Directions for this task :: Count how many lines in the following data hold the word "getBlockInnerElement". Your answer is the number and nothing else.

Data for processing ::
PR #3060, opened 2019-08-21
Snapping Guidelines

### LINKED ISSUE #2992: Snapping: Resizing blocks in relation to the page

### LINKED ISSUE #2993: Snapping: Moving blocks in relation to the page
See #2875 for details.

Example: if moving around the center, snapping should enable positioning exactly to the center of the page.

### LINKED ISSUE #2994: Snapping: Resizing blocks in relation to other blocks
See #2875 for details.

Example: when resizing a block it should be easy to make it the same size as other blocks, as indicated by snapping indicators.

### LINKED ISSUE #2995: Snapping: Moving blocks in relation to other blocks
See #2875 for details.

Example: when moving a block, it should be easy to align it on the same X or Y position as another block.

swissspidy:
## Summary

Fixes #2992 (resizing blocks in relation to the page).
Fixes #2994 (resizing blocks in relation to other blocks).
Fixes #2993 (moving blocks in relation to the page).
Fixes #2995 (moving blocks in relation to other blocks).

As previously discussed, this PR addresses the snapping _guidelines_ part, but not currently the actual snapping.

**Resizing**

* [ ] What if the resizing block is rotated?
* [x] What if a block other than the resizing block (aka one of its siblings) is rotated?
* [x] Clear snap lines when too far away from snap line? (would trigger another state change)
* [x] Allow disabling snapping when dragging, but still shown helper lines
* [x] Add snapping points for vertical and horizontal center too?
* [x] Snap line is flickering quite often
* [ ] ~Address block multi-selection interference~ see #3092.

**Dragging**

* [x] What if the dragging block is rotated?
* [x] What if a block other than the dragging block (aka one of its siblings) is rotated?
* [x] Clear snap lines when too far away from snap line? (would trigger another state change)
* [x] Make proof-of-concept implementation usable
* [x] Allow disabling snapping when dragging, but still shown helper lines
* [x] Prevent block from being stuck in snapping position

**General**
* [x] Tidy up code
* [x] Allow disabling snapping when rotating (unrelated, but seemed worthwhile)

## Checklist


swissspidy:
> Address block multi-selection interference

When I use `toggleSelection` in `onDragStart` it prevents dragging completely. So that doesn't sound like a viable option.

swissspidy:
Besides cleaning up the code there are basically two things left:

* Snapping when the to-be-resized block is rotated.
* Fixing the sluggish dragging

Especially the second one bothers me. I'm sure there's plenty of potential for performance improvements here. Any suggestions welcome.

miina:
Just tested again after the changes. The dragging lags less now, however, for some reason, it gets completely stuck quite often, seems to happen at snapping lines position. E.g. dragging a block and once it reaches a snapping line position such as in the middle of the page, the block "gets stuck" there:
stuck_snapping

Also, the snapping lines seem to be flickering a little bit sometimes. For example when doing the following:
- Resize the block so that it's right edge will match a snapping line of the Page.
- Move the mouse a tiny bit -- so that the snapping line match would remain (the resizing doesn't change the width of the block) -- quite often then the snapping line disappears and comes back again:
snapping

Are you also seeing these?

swissspidy:
@miina Yes. The being-stuck issue is an open todo, see above. Will add one for the flickering too.

-----

The following example use cases are not yet covered:

1. if the block is 200px from the left side then resizing the right size should allow snapping to 200px from the right side as well.
1. when resizing a block it should be easy to make it the same size as other blocks, as indicated by snapping indicators.

The second one currently only works when the blocks have the same x/y position. For making it work generally, a snap target needs to be dynamically added based on the siblings' widths.

Both snap cases only apply to resizing, not dragging. So this needs some special handling.

swissspidy:
> when resizing a block it should be easy to make it the same size as other blocks, as indicated by snapping indicators.

This one is bit of an exceptional case, as it means the snap target will be different from the indicators. Perhaps better to do implement that separately in the future as this isn't supported yet by the current logic.

swissspidy:
I'm currently out of ideas for fixing the being-stuck issue.

@miina Any chance you could have a quick look?

miina:
> @miina Any chance you could have a quick look?

Sure, I'll finish with functional testing for Page Attachment and then.

miina:
Added a potential fix for left position snapping, also added 0350b01 for "flickering" fix (for just horizontal right snapping for now).

Left the top positioning and "flickering" fixes for other snapping positions out for now, feel free to add those if this approach seems OK.

miina:
@googlebot I consent.

assets/src/stories-editor/components/block-mover/draggable.js
```diff
@@ -158,12 +162,19 @@ class Draggable extends Component {
...
+		// Where the original block would be positioned based on that.
+		const leftToCompareWith = initialBlockX + leftDiff;
+
 		if ( this.horizontalSnaps.includes( horizontalLeftSnap ) ) {
 			const snapLine = [ [ horizontalLeftSnap, 0 ], [ horizontalLeftSnap, STORY_PAGE_INNER_HEIGHT ] ];
 			newSnapLines.push( snapLine );
 
 			if ( snappingEnabled ) {
-				left = horizontalLeftSnap - rotatedWidthDiff;
+				if ( BLOCK_DRAGGING_SNAP_GAP > Math.abs( leftToCompareWith - horizontalLeftSnap ) ) {
```
miina: I guess these should actually be `>=`.

swissspidy:
@miina Awesome! This seems to do the trick.

swissspidy:
> What if the resizing block is rotated?

Still haven't gotten to that one but I am not sure if it's even worth it. What would be the use case for snapping a resized block?

miina:
> Still haven't gotten to that one but I am not sure if it's even worth it. What would be the use case for snapping a resized block?

You mean rotated, I assume, not resized.

Maybe if the block is rotated 90 or 180 degrees it makes the most sense?
Screenshot 2019-08-27 at 20 21 17

Also, it might be that the user wants to resize so that the block would be the same distance from the edges, in case of rotated blocks, too?

Also for matching a neighbor block to be exactly the same size, e.g.
Screenshot 2019-08-27 at 20 25 15

WDYT?

swissspidy:
Ah, I forgot about that template. That‘s a good example. Let‘s see if I can undust my geometry skills tomorrow 😄

swissspidy:
Snap lines are now displayed when resizing a rotated block.

What I don't like is that for doing the actual snapping in `ResizableBox`'s `onResize`, I basically have to do everything twice (rotated and non-rotated). @miina Can we combine these two cases somehow in `getBlockPositioning`? This would greatly simplify things.

Another thing I've noticed: When resizing a block, the text is not centered anymore in the block unless I reload the page or edit the block:

Screenshot 2019-08-28 at 13 36 05

But perhaps that's also already an issue in `develop`.

miina:
> But perhaps that's also already an issue in develop.

Yep, looks like it, added an issue: #3113 

> What I don't like is that for doing the actual snapping in ResizableBox's onResize, I basically have to do everything twice (rotated and non-rotated).

In theory, the condition of `if ( ! angle )` shouldn't be necessary at all since the rotated logic should work with `0` degrees exactly the same way (needs testing out just in case). It's just making a bit more calculations, not a huge difference anyway really, you could probably just remove this:
https://github.com/ampproject/amp-wp/blob/0caf34f1126a126ff8b05aa1aa1e38331dfcf197/assets/src/stories-editor/components/resizable-box/index.js#L207-L217

Would that help with doing everything twice?

barklund:
@googlebot I consent.

assets/src/stories-editor/components/block-mover/draggable.js
```diff
@@ -161,10 +161,7 @@ class Draggable extends Component {
 		}
 
 		if ( newSnapLines.length ) {
-			const hasSnapLine = ( item ) => snapLines.find( ( snapLine ) => isShallowEqual( item[ 0 ], snapLine[ 0 ] ) && isShallowEqual( item[ 1 ], snapLine[ 1 ] ) );
-			if ( ! newSnapLines.every( hasSnapLine ) ) {
-				setSnapLines( ...newSnapLines );
-			}
+			setSnapLines( newSnapLines );
```
barklund: All these minor optimizations are completely irrelevant at this point. Removed them all to just keep the most obvious approach.

assets/src/stories-editor/components/contexts/Snapping.js
```diff
@@ -0,0 +1,98 @@
+/**
```
barklund: I don't know if this is the right place for this component. Maybe it could get its own folder in stead of grouping it with future contexts? It might make sense to split the HoC from this component for readability.

assets/src/stories-editor/components/block-mover/draggable.js
swissspidy: Makes sense!

assets/src/stories-editor/components/contexts/Snapping.js
swissspidy: Don't have a strong opinion on that. Since this is the first and only context for now there's no urgency in organizing the code differently.

swissspidy:
Looks like there was some regression in this PR at some point, as now the snap lines for a rotated block are displayed as if the block wasn't rotated — or perhaps there is just wrong line being drawn:

Screenshot 2019-09-17 at 15 28 33 (3)

tests/shared/test-utils/wp-element-mock.js
```diff
@@ -0,0 +1,112 @@
+/**
```
barklund: This goes in a new `shared` folder, as it will also be needed for the integration tests, that I'm working on elsewhere.

assets/src/stories-editor/components/resizable-box/index.js
```diff
@@ -215,40 +249,84 @@ class EnhancedResizableBox extends Component {
 						lastDeltaW = deltaW;
 					}
 
-					if ( ! angle ) {
-						// If the resizing is to left or top then we have to compensate
-						if ( REVERSE_WIDTH_CALCULATIONS.includes( direction ) ) {
-							const leftInPx = getPixelsFromPercentage( 'x', parseFloat( blockElementLeft ) );
-							blockElement.style.left = getPercentageFromPixels( 'x', leftInPx - lastDeltaW ) + '%';
+					const dimensions = blockElement.getBoundingClientRect();
```
miina: Hmm, what if the block is rotated?
`blockElement = element.closest( '.wp-block' ).parentNode;` meaning that it's not considering the rotation since the parent node isn't rotated, only `.wp-block` is. If that's the case then this would mean that `actualRight` and `actualLeft` would probably be incorrect. Thoughts?

assets/src/stories-editor/components/resizable-box/index.js
```diff
@@ -215,40 +249,84 @@ class EnhancedResizableBox extends Component {
...
+					actualRight -= parentBlockOffsetLeft;
+					actualBottom -= parentBlockOffsetTop;
+					actualLeft -= parentBlockOffsetLeft;
+
+					const horizontalCenter = actualLeft + ( ( actualRight - actualLeft ) / 2 );
+					const verticalCenter = actualTop + ( ( actualBottom - actualTop ) / 2 );
+
+					const snappingEnabled = ! event.getModifierState( 'Alt' );
+
+					if ( snappingEnabled ) {
```
miina: Could this be moved to a helper instead since it seems to be an exact duplicate of the logic of populating the `newSnapLines` in `draggable.js`? Perhaps there was a reason to keep it separately in both, mentioning just in case anyway.

swissspidy: It was originally separated because this section included also the actual snapping (which was different for the two scenarios), and not just adding the guidelines to the array. But I guess this can be just as well done _after_ this section.

spacedmonkey:
This PR should be rebased. After rebase, we need to make sure AXE accessibility tests still pass.

assets/src/stories-editor/components/resizable-box/index.js
swissspidy: Fixed in 9e42965816ec3a77e4b1469983b2290f2104ccef.

miina:
From functional testing.
Looks like there is something odd happening with the lines:
glitching

This kind of flickering seems to happen for a rotated block only. Are you also seeing this?

miina:
Perhaps the CTA button should also have a snapping line for centering?

swissspidy:
> This kind of flickering seems to happen for a rotated block only. Are you also seeing this?

Yes indeed, which seems very odd. Not sure yet why that is.

miina:
> @miina For the vertical centering there already is a snapping line. Did you mean for the horizontal middle of the whole CTA area (lower part of the page)?

Hmm, I actually didn't see the vertical centering line -- did mean that. Will check again soon.

assets/src/stories-editor/components/resizable-box/index.js
```diff
@@ -13,10 +13,11 @@ import { ResizableBox } from '@wordpress/components';
 /**
  * Internal dependencies
  */
+import withSnapTargets from '../higher-order/with-snap-targets';
 import './edit.css';
 import {
 	getPercentageFromPixels,
-	getPixelsFromPercentage,
+	findClosestSnap, getRelativeElementPosition,
```
barklund:
```suggestion
	findClosestSnap,
	getRelativeElementPosition,
```

barklund:
I've had another look at this, and it looks good with all the most recent optimisations.

I have some comments/suggestions. I don't know if they're blockers or just nice-to-have's.

Two comments regarding available snap lines:

- No snap lines are calculated for the center of other objects. I can align the center of the dragged object to something and see a snap line, but I can't see if this element aligns (on any edge/center) with the **center of another element**.
- Snap lines aren't calculated at all for CTA buttons. They might be calculated for the overall CTA block, but as it's in a fixed position it's not that relevant. No snap lines are calculated for the button inside the CTA block, when moving other elements on the page and trying to align them to the CTA button.

Two comments regarding UX:

- I often see more than one snap line at the same time when there are many objects on the page. I don't think this is normal UX. In most other programs there's always only 1 snap line visible at a time (which has its own pros and cons, but it seems to be the established norm).
- I can't see which element I'm snapping to. It's often not clear if a snap line is related to an object or e.g. the page center. This is done in different ways in other programs - e.g. by only having the snap lines extend to far edge of the object you're snapping to - so only if it's the page itself, the line will be full-height. Another option is to highlight the "snapped" element with a border or slight box shadow. This latter issue is of course made even more complex by the right one above.

swissspidy:
Thanks, that's some very good feedback! I'll try to wrap my head around it today.

swissspidy:
> No snap lines are calculated for the button inside the CTA block, when moving other elements on the page and trying to align them to the CTA button.

This was actually a bug, fixed in eaef3d4a826dd4f822bb5a56a6d9f8f0fce5fb2f

----

The other points have been addressed in 1198cbb3b4de8b08961d240379e1857fe5ea89c1.

assets/src/stories-editor/components/higher-order/with-snap-targets.js
```diff
@@ -0,0 +1,183 @@
...
+
+	const parentBlockElement = getBlockInnerElement( getBlock( parentBlock ) );
+
+	if ( ! parentBlockElement ) {
+		return defaultData;
+	}
+
+	const siblings = getBlocksByClientId( getBlockOrder( parentBlock ) )
+		.filter( ( { clientId: blockId } ) => blockId !== clientId )
+		.filter( getBlockInnerElement );
```
barklund: You extract the inner element in the loop anyway, so this could be extended to:

```suggestion
		.map( getBlockInnerElement )
		.filter( Boolean );
```

And then simplify lines 115-116 and 151-152.

swissspidy: True. I think I already did that at some point, not sure why I didn't keep it 🤔

swissspidy: Fixed in dc8f7d18c58e887881a0cb405b14a48a7928771c

assets/src/stories-editor/components/higher-order/with-snap-targets.js
```diff
@@ -0,0 +1,182 @@
...
+				// Bottom page border.
+				[ STORY_PAGE_INNER_HEIGHT ]: [ getHorizontalLine( STORY_PAGE_INNER_HEIGHT ) ],
+			},
+			{
+				set: getSetter( 0, STORY_PAGE_INNER_HEIGHT ),
+			} );
+
+			for ( const blockElement of siblings ) {
+				const { top, right, bottom, left } = getRelativeElementPosition( blockElement, parentBlockElement );
+				const center = top + ( ( bottom - top ) / 2 );
```
barklund: Less obvious, but simpler - it is just finding the average 🤷‍♂

```suggestion
				const center = ( top + bottom ) / 2;
```

assets/src/stories-editor/components/higher-order/with-snap-targets.js
```diff
@@ -0,0 +1,182 @@
...
+
+				const start = targetLeft < left ? targetLeft : left;
```
barklund: Use `Math.min`:

```suggestion
				const start = Math.min( targetLeft, left );
```

assets/src/stories-editor/components/higher-order/with-snap-targets.js
swissspidy: Not sure what I was thinking there 🤔 

Will update all the occurrences.

assets/src/stories-editor/components/higher-order/with-snap-targets.js
swissspidy: so obvious in hindsight 🤦‍♂ Thanks!

assets/src/stories-editor/components/contexts/snapping.js
```diff
@@ -0,0 +1,82 @@
...
+/**
+ * Internal dependencies
+ */
+import { STORY_PAGE_INNER_HEIGHT, STORY_PAGE_INNER_WIDTH } from '../../constants';
+
+const SnapContext = createContext();
+
+const Snapping = ( { children } ) => {
+	const [ snapLines, setSnapLines ] = useState( [] );
+	const [ hasSnapLines, setHasSnapLines ] = useState( false );
```
barklund: Thinking a bit more about it, is this variable even necessary? Can't we stick to the array only and if empty, show nothing? We always `hide` and `clear` at the same time anyway I think. Is there any occasion where we don't show the lines but remember them anyway?

swissspidy: Hmm I can't think of any such situation at the moment.

One thing that comes to mind: When we implement the actual snapping, we _could_ still show the snapping guidelines, but disable the actual snapping when pressing <kbd>Alt</kbd>. But that does not affect this case here.

So I think it's fine to remove.

swissspidy: Removed it now

barklund: Perfect, that makes the API a lot cleaner.

assets/src/stories-editor/components/block-mover/draggable.js
```diff
@@ -75,8 +89,81 @@ class Draggable extends Component {
...
+		} = this.props;
+
 		const top = parseInt( this.cloneWrapper.style.top ) + event.clientY - this.cursorTop;
+		const left = parseInt( this.cloneWrapper.style.left ) + event.clientX - this.cursorLeft;
+
+		if ( top === lastY && left === lastX ) {
+			return;
+		}
+
+		const isCTABlock = 'amp/amp-story-cta' === blockName;
```
spacedmonkey: There is a helper for this in https://github.com/ampproject/amp-wp/pull/3312

assets/src/stories-editor/components/block-mover/draggable.js
```diff
@@ -75,8 +89,81 @@ class Draggable extends Component {
...
+			bottom: actualBottom,
+			left: actualLeft,
+		} = getRelativeElementPosition( blockElement, parentBlockElement );
+
+		const horizontalCenter = ( actualRight + actualLeft ) / 2;
+		const verticalCenter = ( actualTop + actualBottom ) / 2;
+
+		const newSnapLines = [];
+
+		const snappingEnabled = ! event.getModifierState( 'Alt' );
```
spacedmonkey: Why have a button that disables the snaps? Is this documented anywhere?

spacedmonkey:
Should they be a way to see snap lines with moving a block? Maybe with some kind of keyboard shortcut. Maybe holding the ctrl key when a block should reveal the snaps lines when a block is selected. This should maybe followed up in another ticket.

swissspidy:
> Should they be a way to see snap lines with moving a block? Maybe with some kind of keyboard shortcut. Maybe holding the ctrl key when a block should reveal the snaps lines when a block is selected. This should maybe followed up in another ticket.

This PR by default displays snap lines both when dragging and resizing a block.

Snapping guidelines (and the actual snapping once implemented) will be **disabled** when pressing the <kbd>Alt</kbd> / <kbd>Option</kbd> key.

assets/src/stories-editor/helpers/getSnapCalculatorByDimension.js
```diff
@@ -20,7 +54,7 @@ import createSnapList from './createSnapList';
  * @param {number} maxValue Maximum value of page in this direction.
  * @param {Array.<number>} primary Coordinate property names in primary direction.
  * @param {Array.<number>} secondary Coordinate property names in secondary direction.
- * @return {Function} Function mapping an actual object's position to all possible snap targets.
+ * @return {SnapTargetsEnhancer} Function mapping an actual object's position to all possible snap targets.
```
barklund: Nice! 🎉

assets/src/stories-editor/components/block-mover/draggable.js
```diff
@@ -75,8 +89,81 @@ class Draggable extends Component {
...
+
+		if ( snappingEnabled ) {
+			// Go through all snap targets and find the one that is closest.
+			const findSnap = ( snapKeys, ...values ) => {
+				return values
+					.map( ( value ) => {
+						const snap = findClosestSnap( value, snapKeys, BLOCK_DRAGGING_SNAP_GAP );
+						return [ value, snap ];
+					} )
+					.filter( ( arr ) => arr[ 1 ] !== null )
```
barklund: What does this filter do again? When would it be `null`?

assets/src/stories-editor/components/block-mover/draggable.js
swissspidy: Will rewrite once that PR is merged 👍

assets/src/stories-editor/components/block-mover/draggable.js
barklund: Ah of course, if there is no closest snap to the given value, it will be null.

swissspidy: `arr[ 1 ]` is the `snap` variable from the `[ value, snap ]` array above, i.e. the result of `findClosestSnap`. It is `null` when no snap target was found for the given `value`.

The thinking here was that I need a map of value -> snap target to find the most suitable snap target. However, when I look at this code again now it doesn't even use `arr[ 0 ]` 🤔

assets/src/stories-editor/components/block-mover/draggable.js
```diff
@@ -75,8 +89,81 @@ class Draggable extends Component {
...
+
+		const snappingEnabled = ! event.getModifierState( 'Alt' );
+
+		if ( snappingEnabled ) {
+			// Go through all snap targets and find the one that is closest.
+			const findSnap = ( snapKeys, ...values ) => {
+				return values
+					.map( ( value ) => {
+						const snap = findClosestSnap( value, snapKeys, BLOCK_DRAGGING_SNAP_GAP );
+						return [ value, snap ];
```
barklund: Hm, why are you returning the value at all here? You're only ever using `a[ 1 ]` below, aren't you? Also, this entire logic is duplicated here and in `resisable`. Should be refactored out of here and tested. It'll take a look at it.

swissspidy: Yeah that's what I just noticed while writing https://github.com/ampproject/amp-wp/pull/3060#discussion_r331541948.

miina:
Two notes from functional testing, both can be for future consideration if not blockers right now.

1. In some cases the snapping lines feel a little bit confusing, that's especially the case if the lines are shown related to another block which doesn't have a background color, for example:
Screenshot 2019-10-07 at 18 43 18

In this case the Title block is quite large but has white background and it's quite confusing to understand what are the snapping lines for. Perhaps it would be a good idea to display the border around the block that's being snapped against?

2. When the background is red or some other similar color then the snapping lines aren't very visible and strain the eye a bit. AI could be helpful here perhaps.

swissspidy:
@barklund I'll create one after merging this. We need to flesh out the acceptance criteria there carefully as the last version in this PR was not 100% satisfying.

@miina Some very good points! We should definitely follow up on these.

For the first one, Morten mentioned something similar in https://github.com/ampproject/amp-wp/pull/3060#issuecomment-537714742::

> I can't see which element I'm snapping to. It's often not clear if a snap line is related to an object or e.g. the page center. This is done in different ways in other programs - e.g. by only having the snap lines extend to far edge of the object you're snapping to - so only if it's the page itself, the line will be full-height. Another option is to highlight the "snapped" element with a border or slight box shadow. This latter issue is of course made even more complex by the right one above.

I implemented the first idea (only having the snap lines extend to far edge of the object you're snapping to), but not the second one with highlighting the snapped element. I don't know any program that does this (just like adapting the snap line color), so it felt premature to add it.

miina:
Hmm, actually, seeing some other oddities, could you confirm if you also see this?
1. It seems to start lagging after adding a few blocks, and generally behaves so that the usability is not the best, it became not possible to drag.
dragging

2. CTA block is showing tons of lines and it's quite hard to understand which line is the correct line for centering, maybe for the CTA block only the Page limits + the centering line would make sense for now? Perhaps other blocks are not that relevant?
cta-lines

barklund:
> 1. It seems to start lagging after adding a few blocks, and generally behaves so that the usability is not the best, it became not possible to drag.

I have seen that for a while actually. It's in develop too and have been for about a week - I haven't tracked it back to where it originally comes from.

But when there's multiple elements on the page, you can't select-and-drag in one click (not always at least). You have to click to select first, then drag.

I wasn't sure if it was a bug locally for me only as nobody else reported it though, but it seems it may not be.

> 2. CTA block is showing tons of lines and it's quite hard to understand which line is the correct line for centering, maybe for the CTA block only the Page limits + the centering line would make sense for now? Perhaps other blocks are not that relevant?

Hm, the opacity definitely makes it harder to see what's being snapped to at least. Tough one. UX?

swissspidy:
Created #3458 for the lagging issue.

As for the CTA block: could we change it so that the lines are shown on top? Definitely shouldn't be hidden like that. Regarding the amount of snap lines it would be good to get some real world testing I think. It's not just for the CTA block where we need to find a good balance.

Result :: 3